## TASK TO CARRY OUT:
Check each line of the material below for "changes", then copy the ones that contain it.
=======
PR #20, opened 2024-04-25
Refactor Additional User Info on Client

anshulg954:
### Change Description

Similar points as described on Server

**Details** (add details if your pull request is more complicated and harder to understand from the code alone)
API hit prevented.

na

@SamuelGabriel  

---

### DIFF
--- a/tabpfn_client/client.py
+++ b/tabpfn_client/client.py
@@ -263,7 +263,8 @@ class ServiceClient:
             email: str,
             password: str,
             password_confirm: str,
-            validation_link: str
+            validation_link: str,
+            additional_info: dict
     ) -> tuple[bool, str]:
         """
         Register a new user with the provided credentials.
@@ -274,6 +275,7 @@ class ServiceClient:
         password : str
         password_confirm : str
         validation_link: str
+        additional_info : dict
 
         Returns
         -------
@@ -285,8 +287,16 @@ class ServiceClient:
 
         response = self.httpx_client.post(
             self.server_endpoints.register.path,
-            params={"email": email, "password": password, "password_confirm": password_confirm,
-                    "validation_link": validation_link}
+            params={
+                "email": email, 
+                "password": password, 
+                "password_confirm": password_confirm,
+                "validation_link": validation_link, 
+                "company": additional_info["company"], 
+                "role": additional_info["role"], 
+                "use_case": additional_info["use_case"], 
+                "contact_via_email": additional_info["contact_via_email"]
+            }
         )
 
         self._validate_response(response, "register", only_version_check=True)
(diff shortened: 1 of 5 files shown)


tabpfn_client/client.py
```diff
@@ -275,8 +277,16 @@ def register(
...
         response = self.httpx_client.post(
             self.server_endpoints.register.path,
-            params={"email": email, "password": password, "password_confirm": password_confirm,
-                    "validation_link": validation_link}
+            params={
+                "email": email, 
+                "password": password, 
+                "password_confirm": password_confirm,
+                "validation_link": validation_link, 
+                "company": additional_info["company"],
```
SamuelGabriel, line 285: i think the better thing to use here is `**additional_info` if you do not have an argument against that

tabpfn_client/prompt_agent.py
```diff
@@ -51,7 +51,7 @@ def prompt_and_set_token(cls, user_auth_handler: "UserAuthenticationClient"):
         # Registration
         if choice == "1":
             # validation_link = input(cls.indent("Please enter your secret code: "))
-            validation_link = "tabpfn-2023"
+            validation_link = "tabpfn-test"
```
SamuelGabriel, line 54: why is this different now? this won't work in production then, right?

tabpfn_client/prompt_agent.py
```diff
@@ -126,7 +126,12 @@ def prompt_add_user_information(cls, user_auth_handler: "UserAuthenticationClien
         )
         contact_via_email = True if choice_contact == "y" else False
 
-        user_auth_handler.add_user_information(company, role, use_case, contact_via_email)
```
SamuelGabriel, line 129: you need to delete UserAuthenticationClient.add_user_information function still, right?

tabpfn_client/service_wrapper.py
```diff
@@ -39,13 +39,11 @@ def set_token_by_registration(
             email: str,
             password: str,
             password_confirm: str,
-            validation_link: str
+            validation_link: str,
+            additional_info: dict
     ) -> tuple[bool, str]:
 
-        is_created, message = self.service_client.register(email, password, password_confirm, validation_link)
-        if is_created:
```
SamuelGabriel, line 46: we still do want to set the token here, don't we?

SamuelGabriel (changes requested):
thanks for the PR. i think there are a few things to be done:
i) the cleanup of the old API is not completely done, I think, e.g. in service_wrapper.py
ii) you changed some settings, that I do not think you want to change

tabpfn_client/client.py
anshulg954: Changed to this **additional_info and it is working fine as expected.

tabpfn_client/prompt_agent.py
anshulg954: No changes in this

anshulg954:
Ready for merge

SamuelGabriel (approved):

PR #21, opened 2024-05-04
Pass hyper params from client

SamuelGabriel:
### Change Description

In this PR, I start passing all arguments to the server. To make this simpler I removed the local tabpfn functionality for now but kept the main code s.t. we can easily re-enable it later on. This was simpler, because the local tabpfn has very different parameters from the server one.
=======
## EXERCISE RESPONSE:
SamuelGabriel (changes requested):
anshulg954: No changes in this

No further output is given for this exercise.